__HOW TO COMPLETE THIS TASK__. Find the lines of the listing that contain the string "CREATED", and return them.

┄┄┄┄┄┄

PR #755, opened 2022-02-21
[ISSUE-754]: adding retries on k8s operations

### LINKED ISSUE #754: Support retries on k8s operations
During scalability testing failed there are a lot of CIS Volumes in FAILED state due to the following error in the code:
```
Jan 19 08:40:32.334 [INFO] [CSINodeService] [NodeStageVolume] [pvc-01674695-3cc8-4dee-8392-140dd8250715] Volume status: CREATED

Jan 19 08:40:32.335 [DEBU] [CSINodeService] [NodeStageVolume] [pvc-01674695-3cc8-4dee-8392-140dd8250715] staging path is: /var/lib/kubelet/plugins/kubernetes.io/csi/pv/pvc-01674695-3cc8-4dee-8392-140dd82
50715/globalmount/dev

Jan 19 08:41:37.174 [ERRO] [CSINodeService] [NodeStageVolume] [pvc-01674695-3cc8-4dee-8392-140dd8250715] failed to get partition for volume {pvc-01674695-3cc8-4dee-8392-140dd8250715 103eee5d-9177-4609-bf07-c3c563780422 DRIVE HDD 51e15a0e-cd9b-469b-a768-1682b90ed95d [] 105906176 FS xfs GOOD OPERATIVE CREATED IN_USE false {} [] 0}: unable to find drive by location 103eee5d-9177-4609-bf07-c3c563780422
```

Since K8s API service is overloaded requests might time out. We don't handle them properly on NodeStageVolume request in GetVolumePath:
```
drive := d.crHelper.GetDriveCRByUUID(vol.Location) drive := d.crHelper.GetDriveCRByUUID(vol.Location)
 if drive == nil { return "", fmt.Errorf("unable to find drive by location %s", vol.Location) }
```

Also it was noticed that some other API calls are also timing out.

Add optional retries on k8s operations.

**Additional context**

Aber4Nod:
### Resolves #754 

Added optional retries on k8s operations.

## PR checklist
- [x] Add link to the issue
- [x] Choose Project
- [x] Choose PR label
- [ ] New unit tests added

## Testing
_Provide test details_

### DIFF
--- a/cmd/controller/main.go
+++ b/cmd/controller/main.go
@@ -24,7 +24,6 @@ import (
 	"net"
 	"net/http"
 	"strconv"
-	"time"
 
 	"github.com/container-storage-interface/spec/lib/go/csi"
 	grpc_prometheus "github.com/grpc-ecosystem/go-grpc-prometheus"
@@ -32,7 +31,6 @@ import (
 	"github.com/prometheus/client_golang/prometheus/promhttp"
 	"github.com/sirupsen/logrus"
 	"google.golang.org/grpc"
-	grpcbackoff "google.golang.org/grpc/backoff"
 	"k8s.io/apimachinery/pkg/runtime"
 	clientgoscheme "k8s.io/client-go/kubernetes/scheme"
 	_ "k8s.io/client-go/plugin/pkg/client/auth/gcp"
@@ -98,13 +96,7 @@ func main() {
 		logger.Fatalf("fail to create kubernetes client, error: %v", err)
 	}
 	kubeClient := k8s.NewKubeClient(k8SClient, logger, objects.NewObjectLogger(), *namespace,
-		backoff.NewExponentialHandler(&grpcbackoff.Config{
-			// TODO(n.mikhnenko): customize vars
-			BaseDelay:  30 * time.Millisecond,
-			Multiplier: 1.6,
-			Jitter:     0.5,
-			MaxDelay:   30 * time.Second,
-		}),
+		backoff.NewExponentialHandler(&backoff.DefaultConfig),
 	)
 	controllerService := controller.NewControllerService(kubeClient, logger, featureConf)
 	handler := util.NewSignalHandler(logger)
@@ -195,13 +187,7 @@ func createManager(ctx context.Context, client *k8s.KubeClient, log *logrus.Logg
 		}
 	}
 	wrappedK8SClient := k8s.NewKubeClient(client, log, objects.NewObjectLogger(), *namespace,
-		backoff.NewExponentialHandler(&grpcbackoff.Config{
-			// TODO(n.mikhnenko): customize vars
-			BaseDelay:  30 * time.Millisecond,
-			Multiplier: 1.6,
-			Jitter:     0.5,
-			MaxDelay:   30 * time.Second,
-		}),
+		backoff.NewExponentialHandler(&backoff.DefaultConfig),
 	)
 
 	kubeCache, err := k8s.InitKubeCache(ctx, log,
--- a/cmd/controller/main.go
+++ b/cmd/controller/main.go
@@ -26,25 +26,25 @@ import (
 	"strconv"
 	"time"
 
-	grpcbackoff "google.golang.org/grpc/backoff"
 	"github.com/container-storage-interface/spec/lib/go/csi"
 	grpc_prometheus "github.com/grpc-ecosystem/go-grpc-prometheus"
 	"github.com/prometheus/client_golang/prometheus"
 	"github.com/prometheus/client_golang/prometheus/promhttp"
 	"github.com/sirupsen/logrus"
 	"google.golang.org/grpc"
+	grpcbackoff "google.golang.org/grpc/backoff"
 	"k8s.io/apimachinery/pkg/runtime"
 	clientgoscheme "k8s.io/client-go/kubernetes/scheme"
 	_ "k8s.io/client-go/plugin/pkg/client/auth/gcp"
 	ctrl "sigs.k8s.io/controller-runtime"
 
-	"github.com/dell/csi-baremetal/pkg/base/backoff"
 	acrcrd "github.com/dell/csi-baremetal/api/v1/acreservationcrd"
 	accrd "github.com/dell/csi-baremetal/api/v1/availablecapacitycrd"
 	"github.com/dell/csi-baremetal/api/v1/drivecrd"
 	"github.com/dell/csi-baremetal/api/v1/lvgcrd"
 	"github.com/dell/csi-baremetal/api/v1/volumecrd"
 	"github.com/dell/csi-baremetal/pkg/base"
+	"github.com/dell/csi-baremetal/pkg/base/backoff"
 	"github.com/dell/csi-baremetal/pkg/base/featureconfig"
 	"github.com/dell/csi-baremetal/pkg/base/k8s"
 	"github.com/dell/csi-baremetal/pkg/base/logger"
@@ -100,10 +100,10 @@ func main() {
 	kubeClient := k8s.NewKubeClient(k8SClient, logger, objects.NewObjectLogger(), *namespace,
 		backoff.NewExponentialHandler(&grpcbackoff.Config{
 			// TODO(n.mikhnenko): customize vars
-			BaseDelay:  30*time.Millisecond,
+			BaseDelay:  30 * time.Millisecond,
 			Multiplier: 1.6,
 			Jitter:     0.5,
-			MaxDelay:   30*time.Second,
+			MaxDelay:   30 * time.Second,
 		}),
 	)
 	controllerService := controller.NewControllerService(kubeClient, logger, featureConf)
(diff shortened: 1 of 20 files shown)


cmd/controller/main.go
```diff
@@ -94,7 +97,15 @@ func main() {
 	if err != nil {
 		logger.Fatalf("fail to create kubernetes client, error: %v", err)
 	}
-	kubeClient := k8s.NewKubeClient(k8SClient, logger, objects.NewObjectLogger(), *namespace)
+	kubeClient := k8s.NewKubeClient(k8SClient, logger, objects.NewObjectLogger(), *namespace,
+		backoff.NewExponentialHandler(&grpcbackoff.Config{
```
rkiselenko, line 101: What the reason to use `grpcbackoff` config here? In my opinion it's break `DI` and `grpcbackoff` must be in the `"github.com/dell/csi-baremetal/pkg/base/backoff"` package, config should be a part of `"github.com/dell/csi-baremetal/pkg/base/backoff"` package.

cmd/controller/main.go
```diff
@@ -94,7 +97,15 @@ func main() {
...
+			// TODO(n.mikhnenko): customize vars
```
rkiselenko, line 102: TODO must be denoted as gh issue with link in the comment.

pkg/base/backoff/handler.go
```diff
@@ -0,0 +1,47 @@
...
+type Handler interface {
+	Handle(retries int) time.Duration
+}
+
+type exponentialHandler struct {
+	config *backoff.Config
+}
+
+func (s *exponentialHandler) Handle(retries int) time.Duration {
+	// if there were no retries, then return baseDelay time
```
rkiselenko, line 22: It's good to point here what the default value of `baseDelay`

pkg/base/k8s/kubeclient.go
```diff
@@ -110,42 +115,86 @@ func (k *KubeClient) CreateCR(ctx context.Context, name string, obj k8sCl.Object
...
 	ll.Infof("Creating CR '%s': %s", crKind, k.objectsLogger.Log(obj))
-	err := k.Create(ctx, obj)
-	if err != nil {
-		if k8sError.IsAlreadyExists(err) {
-			ll.Infof("CR %s %s already exist", crKind, name)
-			return nil
+
+	opt := mergeKubeClientRequestOptions(opts...)
+	var retries int
+	for {
```
rkiselenko, line 121: Is this loop endless?

pkg/base/k8s/kubeclient.go
```diff
@@ -110,42 +115,86 @@ func (k *KubeClient) CreateCR(ctx context.Context, name string, obj k8sCl.Object
...
+		err := k.Get(ctx, k8sCl.ObjectKey{Name: name, Namespace: namespace}, obj)
+		if err == nil {
+			return nil
+		}
+
+		k.log.WithFields(logrus.Fields{"method": "ReadCR", "requestUUID": requestUUID.(string)}).
+			Errorf("error occurred while reading custom resource: '%v'", err)
+		if backoffErr := k.makeBackoffRetry(ctx, "ReadCR", requestUUID.(string), retries, *opt.MaxBackoffRetries); backoffErr != nil {
+			return errors.Wrap(backoffErr, fmt.Sprintf("backoff retries failed for origin error: '%v'", err.Error()))
```
rkiselenko, line 163: I think `%w` error verbs should be used here.

pkg/base/k8s/options.go
```diff
@@ -0,0 +1,28 @@
+package k8s
+
+var DefaultMaxBackoffRetries = 0
+
+type KubeClientRequestOptions struct {
```
rkiselenko, line 5: Can we have shorter naming ? `ClientOptions` instead of `KubeClientRequestOptions` for example or `DefaultOptions` for `DefaultKubeClientRequestOptions`. It's hard to read `Java` style naming in `go`.  Please use short, concise, evocative naming.

pkg/base/k8s/options.go
```diff
@@ -0,0 +1,28 @@
...
+	MaxBackoffRetries *int
+}
+
+func DefaultKubeClientRequestOptions() KubeClientRequestOptions{
+	return KubeClientRequestOptions{
+		MaxBackoffRetries: &DefaultMaxBackoffRetries,
+	}
+}
+
+func mergeKubeClientRequestOptions(opts ...*KubeClientRequestOptions) KubeClientRequestOptions {
```
rkiselenko, line 15: This line can be denoted for example as `func merge(opts ...*ClientOptions ) ClientOptions`, much readable IMO. The meaning of function can be implied from its arguments and return values.

pkg/common/volume_operations.go
```diff
@@ -276,7 +280,9 @@ func (vo *VolumeOperationsImpl) handleVolumeInProgress(ctx context.Context, log
 			log.Errorf("Timeout of %s for volume creation exceeded.", base.DefaultTimeoutForVolumeOperations)
 			volumeCR.Spec.CSIStatus = apiV1.Failed
 			// todo don't ignore error here
-			_ = vo.k8sClient.UpdateCRWithAttempts(ctx, volumeCR, 5)
+			_ = vo.k8sClient.UpdateCR(ctx, volumeCR, &k8s.KubeClientRequestOptions{
+				MaxBackoffRetries: &vo.updateCRAttempts,
```
rkiselenko, line 284: Why not log this error instead of ignoring?

rkiselenko (changes requested):

mishoyama:
@Aber4Nod do you plan to retry on every k8s API call when it failed by timeout? Does it make sense just to return timeout error and expect that k8s will retry later? It will dramatically simplify code on CSI side and minimize possible side effects.

cmd/controller/main.go
Aber4Nod: moved config

cmd/controller/main.go
Aber4Nod: used base config for this

pkg/base/k8s/kubeclient.go
Aber4Nod: fixed this

pkg/base/k8s/kubeclient.go
Aber4Nod: we have two errors here, %w is suitable only for 1 error cases

pkg/base/k8s/options.go
Aber4Nod: Renamed options

pkg/base/k8s/options.go
Aber4Nod: the functions are used to be named by the template: action + subject of action

pkg/common/volume_operations.go
Aber4Nod: logged this

Aber4Nod:
> @Aber4Nod do you plan to retry on every k8s API call when it failed by timeout? Does it make sense just to return timeout error and expect that k8s will retry later? It will dramatically simplify code on CSI side and minimize possible side effects.

Don't understand the comment. Can you please describe it in more details

pkg/base/backoff/handler.go
```diff
@@ -0,0 +1,48 @@
...
+	// randomize backoff delays so that if cluster of requests start at
+	// the same time, they won't operate in lockstep.
+	if curBackoff *= 1 + s.config.Jitter*(rand.Float64()*2-1); curBackoff < 0 {
+		return 0
+	}
+	return time.Duration(curBackoff)
+}
+
+// NewExponentialHandler is a constructor for backoff handler
+func NewExponentialHandler(config *Config) Handler {
```
rkiselenko, line 44: What do you think about a little changes I suggest here? 

```golang
// Handler is a backoff handler
type Handler interface {
	ExponentialHandle(retries int) time.Duration
}

type handler struct {
	config *Config
}
func (s *handler) ExponentialHandle(retries int) time.Duration {
	// some code here
}

func NewHandler(config *Config) Handler {
       return &handler{
		config: config,
	}
}
```

This code is much readable and expandable because only `ExponentialHandle` method doing exponential backoff, so we can introduce another method with for example `LinearHandle` with a little changes just in package.

rkiselenko (changes requested):

pkg/base/backoff/handler.go
Aber4Nod: We could do so, but in this case we should pass special configurations for each type of backoff (e.g. pass jitter to exponential only) and it would be excessive for caller methods to handle this information due to the nature of backoff method - it should be peripheral and easy to use.
Moreover by allowing to pass this configuration parameters for each run caller has ability to manage exponentiality of backoff - possible making it to not become exponential at all.
For now, as for me, it's better to remain logic as it is.

rkiselenko: You don't need special configuration, just extend default config. Dont see a problem with configuration could you show any example?

mitsaa (approved):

┄┄┄┄┄┄

__ANSWER SPACE__.
Jan 19 08:40:32.334 [INFO] [CSINodeService] [NodeStageVolume] [pvc-01674695-3cc8-4dee-8392-140dd8250715] Volume status: CREATED
Jan 19 08:41:37.174 [ERRO] [CSINodeService] [NodeStageVolume] [pvc-01674695-3cc8-4dee-8392-140dd8250715] failed to get partition for volume {pvc-01674695-3cc8-4dee-8392-140dd8250715 103eee5d-9177-4609-bf07-c3c563780422 DRIVE HDD 51e15a0e-cd9b-469b-a768-1682b90ed95d [] 105906176 FS xfs GOOD OPERATIVE CREATED IN_USE false {} [] 0}: unable to find drive by location 103eee5d-9177-4609-bf07-c3c563780422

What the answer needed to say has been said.